Mimi sat down at the table and Rizzo closed the door.
Mimi had been doing some research and some digging, she explained, trying to relate the ballistics tests that Rizzo had shown her to anything else going on in Europe. So, helpful young chick that Mimi was, she hacked into some English-language military sites just to check out some pictures of real sailors and see what else was there.
Penetrating fifty million dollars of US Defense Department software took Mimi six and a half minutes. The United States Naval Station at Rota, Spain, she discovered, had recently finished its part of an annual weapon and ammunition moving and tracking exercise called CAWDS.
Under the CAWDS, or Containerized Ammunition Weapons & Distribution System, several boatloads of small arms and ammunition had been moved in standard shipping containers by air and sea.
The exercise had started in September 2007 and had run through June 2008. Under the system, computerized, numerical micro-imprints had been placed on all equipment to further facilitate their tracking.
“It’s a very complex process,” Mimi said. “But as we all know,” she said, “firearms examiners use a comparison microscope to determine whether or not a bullet was fired from a particular firearm. The comparison is based on the individual marking left on fired ammunition components that are unique to a particular firearm. That’s how we have the linkage of the weapons used in these two cases that Lieutenant Rizzo is discussing.”
“Good so far,” Rizzo said. His instincts told him to trust her.
“But the CAWDS system suggests something further,” she said. “Apparently one of the boxes of containerized ammunition disappeared from a United States Navy warehouse in Sardinia. Stolen, in other words. It was, or so it was believed, hijacked by members of the Sicilian Mafia who sold the contents on the black market.”
Rizzo blinked rapidly several times. This was all taking on a bizarre geometry.
“The pistols involved had been inventoried at Rota, Spain,” she said. “The guns were unique among their manufacture because the others of the same series have never been removed from their shipping containers. I ran an Internet check. They are all in the hands of the US Navy except this one crate that was stolen. One of these pistols was used in these two crimes.”
Mimi pushed a printout in front of the detectives at the table. They leaned forward to see it.

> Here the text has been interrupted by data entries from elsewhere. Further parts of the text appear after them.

PR #152, opened 2022-04-19
Fix build error due Mode undeclared for ARM64

CarlosNihelton:
The `using Mode = InstallerController<>::Mode;` statement was available only for x64. My bad. This fixes it and a related mistake in the cpp file as well.


didrocks:
tests pass, looks good to me, let’s go!

didrocks (approved):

“So?” Rizzo pressed. “Anything else?”
“Si, Tenente,” Mimi said. “The rest of the pistols turned up in southeastern Europe,” Mimi said, “in the hands of underworld people there. We know this from recent arrests. The stolen naval cargo seems to have been trafficked by an agency called The Caspian Group.”
“Caspian?” Rizzo asked. “As in, the ‘Caspian Sea’?”
“Mafia ucraina,” Mimi said. “It’s a supposition and I might be wrong. But you could link all four of these assassinations to gangsters from Kiev.”
FORTY-TWO
At 11:00 a.m. on the dot, the gates of the US Embassy in Kiev swung open. The police escort emerged first, Ukrainian vehicles first, sirens blaring. A phalanx of police poured onto Kotsyubynskoho. Ukrainian flags flew on the front and rear of the cars. A few moments later, the president’s limousine pulled out of the gates of the embassy compound. It moved onto Kotsyubynskoho, then followed the streets of Kiev, closely guarded by American vehicles.
Alex rode in the eighth car, an armour-enforced van. She had a window. Federov, who had arrived punctually at the embassy at 10:00, sat beside her in a middle seat.
“Still expecting trouble?” she asked him in Russian.
He didn’t directly address the question. “I’ve told you everything I can,” he said.
She turned away and watched history unfurl before her through bulletproof glass.
The streets again were lined with spectators. Again snow flurries swept across the city. Most spectators were cheering, craning their necks for a view of the lead car of the motorcade. There were many old people who had lived through the very hard times. They remembered Stalin and the war and never thought they would lay eyes on the leader of America, much less live in a more open society. There were younger people who remembered the Orange Revolution and still held dearly to its principles. There were middle-aged people who had lived through Ukrainian Communism and had accepted it as their fate or even believed in it. They mostly just remembered, all of them, huddled together against the frigid weather.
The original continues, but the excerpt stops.